Except the guy they were squeezing with it, Jimmy Ruiz, and, obviously, Daniel Axel Killian, which led her straight to the question of How in the hell?
“Are you okay?” Killian asked, very solicitous.
“Yes, quite, thank you.” Dammit. Jimmy must have told him what was going on, which meant they were partners.
Cripes. She hadn’t seen that coming.
“My room is just down the hall,” he said, when they reached the fifth floor. “I’ve got a balcony with a pretty good view of the gallery.”
“How…uh, convenient.” Of course a tactical genius with Killian’s reputation would have picked an operating base where he could keep a watch on things.

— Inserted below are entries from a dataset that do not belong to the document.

PR #611, opened 2017-08-28
Adds support for travis-builds and maven-wrapper

Argelbargel:
This adds basic support for travis-ci which enables all forks to quickly and easly run all tests (including the integration tests) without having to install docker on their machine and/or creating a pull request.

The included travis-file simply runs the unit-tests & findbugs and in a parallel job it runs the integration-tests. For an example see: https://travis-ci.org/Argelbargel/gitlab-plugin/builds/269170885

The travis-build also caches maven-artifacts and docker-images to speed up building.


omehegan:
Thanks for doing this work! Although I wonder if it would be more appropriate to build the plugin in Jenkins :)  Let me just see if there is a way we could do that and achieve a similar result.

“Hopefully, we’ll be able to see if the cops are still at Beranger’s, and what they’re doing.”
“Good.” Great. Wonderful. Crap. Ruiz and Killian, now there was a match to ruin her day and put her back up against a wall.
Dammit. The Memphis Sphinx was hers. She was finding it tonight, calling in Dylan and whoever was with him to steal it, and she was personally going to be there when the damn thing landed on Buck Grant’s desk.
They stopped at the door to room 519, and Suzi’s phone rang from inside her purse.
She pulled it out and answered, “Yes.”
“Do you know who this is?” a man’s voice said.
Well, well, well, she thought. As a matter of fact she did know who it was.